Canadian telecommunications were interrupted early Friday morning, July 8, 2022, when a massive network outage at Rogers Communications shut down mobile, landline, and internet services across much of Canada for most of the day, continuing for some into the weekend. The outage resulted in a multitude of other service interruptions and impaired business operations.
Impacts of the outage are widespread across industries. Financial institutions had service interruptions and phone lines were disrupted for government agencies, hospitals and even urgent medical care, which impeded access to 911. Additionally, small and large business owners felt the far-reaching effects of the outage, which left them unable to process debit card payments and receive E-transfers, leading to a notable decrease in sales activity. Many local bank machines and ATMs were also out of order or out of cash, leaving consumers with very few payment options.
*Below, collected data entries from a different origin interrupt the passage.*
PR #22758, opened 2025-05-29
[Chore] Add noindex to Wrangler 1 pages

kodster28:
### Summary

With the work in #22754, we're going to need to be much more careful about the "outdated, but still referenceable content in our docs".

An example of this is Wrangler 1 commands.

We still need these for reference though, so we'll be adding the `noindex` flag to them as a middle path.


src/content/docs/workers/wrangler/migration/v1-to-v2/wrangler-legacy/configuration.mdx
```diff
@@ -102,98 +100,90 @@ preview_id = "999..."
 
 To deploy this example Worker to the `helloworld` environment, you would run `wrangler publish --env helloworld`.
 
-***
+---
```
kodster28, line 103: This is all just prettier formatting.

caley-b (approved):
Live long and prosper to no index-ville.

PR #22775, opened 2025-05-30
[Firewall] Add noindex to entire tile

pedrosousa:
### Summary

Addresses PCX-17621.


pedrosousa:
We'll follow a different approach to de-emphasize certain content areas like Firewall Rules for Support AI.
Refer to the following PR for additional context: #22794.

Rogers president and CEO Tony Staffieri said the company is continuing to monitor its network for issues, and that the cause of the outage is believed to be a network system failure following a maintenance update. Industry Minister Francois-Philippe Champagne has requested the major telecommunications networks to establish a formal agreement to mitigate such outages, highlighting the extent of impact from the outage.
Although Rogers has stated that it will proactively credit all customers automatically, this will likely only cover the average $1.90 per day Rogers’ customers pay for service. It is unlikely that Rogers will compensate for financial loss suffered by businesses or other costs due to the interruption, at least without the pressure from lawsuits.